Optimal Approaches to CKD Case Finding in Indigenous Communities: The Kidney Check Program

Session Information

  • Informational Posters - II
    November 08, 2019 | Location: Exhibit Hall, Walter E. Washington Convention Center
    Abstract Time: 10:00 AM - 12:00 PM

Category: CKD (Non-Dialysis)


  • Wilson, Lucy M., Seven Oaks General Hospital, Winnipeg, Manitoba, Canada
  • Ferguson, Thomas W., University of Manitoba, Winnipeg, Manitoba, Canada
  • Tangri, Navdeep, University of Manitoba, Winnipeg, Manitoba, Canada
  • Rigatto, Claudio, Chronic Disease Innovation Centre, Winnipeg, Manitoba, Canada
  • Levin, Adeera, St. Paul's Hospital and University of British Columbia, Vancouver, British Columbia, Canada
  • Manns, Braden J., Foothills Medical Center, Calgary, Alberta, Canada
  • Harris, Heather, Can-SOLVE CKD, Vancouver, British Columbia, Canada
  • Komenda, Paul, University of Manitoba, Winnipeg, Manitoba, Canada

Indigenous Canadians have high rates of many chronic diseases, including diabetes and chronic kidney disease (CKD). Moreover, they have disproportionately high rates of kidney failure, with increased burden in rural and remote communities that often have a lack of access to medical services. Earlier identification of chronic disease risk factors and appropriate risk stratification using tools such as the Kidney Failure Risk Equation (KFRE) may help reduce progression through earlier lifestyle and pharmacologic interventions known to reduce progression.
The objective of this study is to implement a large national CKD screening, triage, and treatment program in rural and remote indigenous communities across four Canadian provinces (ages 10-85). Our aim is to answer 2 questions: (1) what is the prevalence of CKD and contributing risk factors in Canada’s indigenous communities?; and (2) is a national universal screening program viable, adaptable, and cost-effective for the prevention of kidney failure in indigenous Canadians? The primary outcome of interest is the combined prevalence of at least one unmanaged risk factor of diabetes (elevated hemoglobin A1C), hypertension (elevated blood pressure), or CKD (abnormal eGFR or urine ACR). The program will use point-of-care testing equipment to screen individuals for CKD, diabetes, and hypertension. Patients will be triaged and referred to appropriate follow up care.

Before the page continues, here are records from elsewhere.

PR #3150, opened 2020-03-29
Added: Brand facet to edit page

### LINKED ISSUE #3087: New data quality facet: brand repeated in product name
Many people fill the brand in the product name. Example:
https://world.openfoodfacts.org/product/5060358171024/lucia-popperley-s-cappucino-popcorn-ten-acre?rev=11

When the "brand" field is completed, we should be able to identify if the product name contains the given brand.

(I understand it's not a big issue.)

muskangarg21:
Fixes #3087

### DIFF
--- a/lib/ProductOpener/Products.pm
+++ b/lib/ProductOpener/Products.pm
@@ -1841,6 +1841,13 @@ sub product_name_brand($) {
 
 	if (defined $ref->{brands}) {
 		my $brand = $ref->{brands};
+		my @brand_all = split(',', $brand);
+		foreach my $i (@brand_all)
+		{
+			if (index($full_name,$i) != -1){
+				$full_name =~ s/\Q$i//ig;
+			}
+		}
 		$brand =~ s/,.*//;	# take the first brand
 		my $brandid = '-' . get_string_id_for_lang($lc, $brand) . '-';
 		my $full_name_id = '-' . get_string_id_for_lang($lc, $full_name) . '-';


lib/ProductOpener/Products.pm
```diff
@@ -1841,6 +1841,13 @@ sub product_name_brand($) {
 
 	if (defined $ref->{brands}) {
 		my $brand = $ref->{brands};
+		my @brand_all = split(',', $brand);
```
stephanegigandet: Hi @muskangarg21 ,
The product_name_brand() function is the function we use when we want to display a "name" for the product: we combine product name and brand.
But the issue #3087 is different: we want to add a data quality warning when we detect one of the brands from the brands field inside the product_name field.
So your code should go in the DataQualityCommon.pm module instead.

What we want is to be able to see those products when we access the https://in.openfoodfacts.org/data-quality url for instance.

We don't want to automatically remove the brands from the product name, as for some cases, the product name is really the brand name. e.g. for "Coca Cola", we consider it's both the product name and the brand name. But if it is something like "ABCD Chocolate Chip Cookies with Almonds", then we would prefer to remove ABCD from the product name.

Sorry if it's not very clear.

muskangarg21: Hi @stephanegigandet !
I am still not very clear to what needs to be done.
for eg: `ingredients-percent-analysis-ok` is the first category in the list on the link [https://in.openfoodfacts.org/data-quality](url) , so do we want to add a `brand repeated in product name` to that list ?
and could you suggest how do i add a new one, I can't find where the list is defined/referenced. 
Thank you

VaiTon: > so do we want to add a `brand repeated in product name` to that list ?

Exactly

> and could you suggest how do i add a new one, I can't find where the list is defined/referenced.

You have to create a sub in DataQualityCommon.pm or add this check to an already existent sub.

stephanegigandet: Hi @muskangarg21 : @vaiton is right, you can just create a new "brand-repeated-in-product-name" value, that you can push to the @data_quality_tags array, in DataQualityCommon.pm

stephanegigandet:
Closing this PR as it is 3 years old.

PR #3161, opened 2020-03-29
de:mariniert

aleene:
**Description:**
de:mariniert


t/ingredients_processing.t
```diff
@@ -194,24 +194,9 @@ my @tests = (
 				'id' => 'en:shallot',
 				'processing' => 'en:pureed',
 				'text' => 'Schalotte'
-				}
```
stephanegigandet: can you put those tests back? with the new built ingredients taxonomy, they should work

aleene: I added them in

PR #3163, opened 2020-03-30
Update variable_weight_products.txt

TaciteOFF:
Ajout de plusieurs ranges


VaiTon:
@TaciteOFF could we add a link to where did you take this information?

teolemon:
It's a manual listing from the products we have in OFF. Trying to make templates we can apply to the other products

PR #3174, opened 2020-03-31
de:gesüßt and de:geölt

aleene:
**Description:**
de:gesüßt and de:geölt


stephanegigandet:
When it doesn't exist yet, can you add the processing in English as well? That way we won't have to change the German tests when we add it later.

That would mean that we need to check that it works well for English too.

aleene:
Patience

PR #3182, opened 2020-04-02
Fix scripts, move old script to obsolete, comment out traces that flood github CI logs

stephanegigandet:
Github continuous integration build logs are filled with thousands of lines of traces output like:

    'nutriment canonicalized {label => "kcal",lc => "zh_CN",nid => "kcal"}\n' +
    'initializing sublabel {lc => "zh_CN",nid => "energy-kcal",sublabel => "kcal"}\n' +

We don't need those traces (they are only useful for debugging), so while it may not be the best solution to comment them, in the short term, there's no downside and it will make exploiting build logs much easier.


VaiTon:
Can't we just set the logging level above TRACE?

stephanegigandet:
> Can't we just set the logging level above TRACE?

I'm sure it's possible. I don't know where it's done though, for the github CI tests. So as we absolutely don't need those tests, except in rare cases where we would need to debug something related to that, that's an easy (and most importantly, quick) workaround.

stephanegigandet:
Build failing:
[Thu Apr  2 08:42:06 2020] convert_auchan_data.pl: Global symbol "$lc" requires explicit package name (did you forget to declare "my $lc"?) at scripts/convert_auchan_data.pl line 59.
[Thu Apr  2 08:42:06 2020] convert_auchan_data.pl: scripts/convert_auchan_data.pl had compilation errors.

This script hasn't been touched for ages... :-|

stephanegigandet:
For some reason it seems that removing things that were printed to STDERR makes github test more things, like all the scripts. (similar to what seems to happen for PR https://github.com/openfoodfacts/openfoodfacts-server/pull/3155 ).

So I'm fixing the scripts.

stephanegigandet:
Hi @hangy , the tests are now passing. This PR may solve the failing tests in https://github.com/openfoodfacts/openfoodfacts-server/pull/3155

PR #3183, opened 2020-04-02
de:gepoppt, de:zerkleinert

aleene:
**Description:**
de:gepoppt, de:zerkleinert


taxonomies/ingredients_processing.txt
```diff
@@ -47,6 +47,24 @@ de:feingeschnitten, fein geschnittenen, feingeschnittener
 # <en:cut
 de:handgeschnitten, handgeschnittene
 
+de:zerkleinert, zerkleinerte, zerkleinerter, zerkleinertes
```
stephanegigandet, line 50: Could you add the corresponding English entries?  otherwise we will have to change the test results when we add the English entries later.

aleene: No worries, I'll do that. I first finish the german entries and then I'll move to the english one.

By the way do not count on it that everything will be translatable. I already have a counter example.

stephanegigandet: What is that counter example?

aleene: That is `de:geschält`, i.e. `en:peeled` and `en:shelled`. In german there is only one word for removing the outer layer (at least as it used for the ingredients).

I have been looking at the english ones. That is however more work, as there are much more errors in the ingredients.

PR #3188, opened 2020-04-02
Added italian translations to ingredients taxonomy

VaiTon:


taxonomies/ingredients.txt
```diff
@@ -294,7 +294,7 @@ en:agente coagulante, agentes coagulantes
 es:Agentes coagulantes
 fi:hyydyte, koagulantti
 fr:agent de coagulation, coagulant
-it:agente coagulante, coagulante
```
stephanegigandet, line 297: Could you also add all those to the additives-classes.txt taxonomy?
All the entries from the additives-classes taxonomy will be automatically added to the ingredients taxonomy as well.

VaiTon: Done! See b6b96c9fd87101895384bae457ef61dc0007b79c

Issue #59, opened 2015-03-04
Be able to belong to a team


kyzh:
One of the other way to get people to participate where they are strong or interested is to pool effort in a team.
While it could be lightly or strongly coupled with the current system.

Something that allow to drill down (like contributor, states, etc..) and provide another way to  view data.
This would foster more competitions.
This allows for people to complete more product by sharing tasks (eg. people interested in categories and people interested in allergies filling respective fields)

fabricetheytaz:
:+1:

TaciteOFF:
I'm doing it unofficially with Sebleouf who fills the ingredients and I fill the characteristics and nutrition facts. 
An "official" way of doing it could be cool :)

teolemon:
We could even automate joining slack channels "Paris team" "Reviewer teams"…

stephanegigandet:
I plan to work on this feature soon. :) (I'm only 5 years late).

My plan is to do something very simple: in the user profile form, allow everyone to add 1 to 3 teams (essentially just tags) of their choice.

And when they edit products, tag the product with a new facet /team/anything

That way with 3 teams, it allow people to cooperate with close friends or family member + a wider group + a much wider group (like a country).

Also planning to do something similar with a new /mission/ facet, but on a product by product basis, with an easy way to switch missions.

teolemon:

An overview of the proposed screening paradigm is presented in the accompanying figure.
Anticipated Results
We hypothesize that we will identify a prevalence of chronic disease and CKD related risk factors that is disproportionately high in comparison to the general population. Future studies will examine long term outcomes of those screened to determine real world effectiveness of this intervention through linking with administrative data sources.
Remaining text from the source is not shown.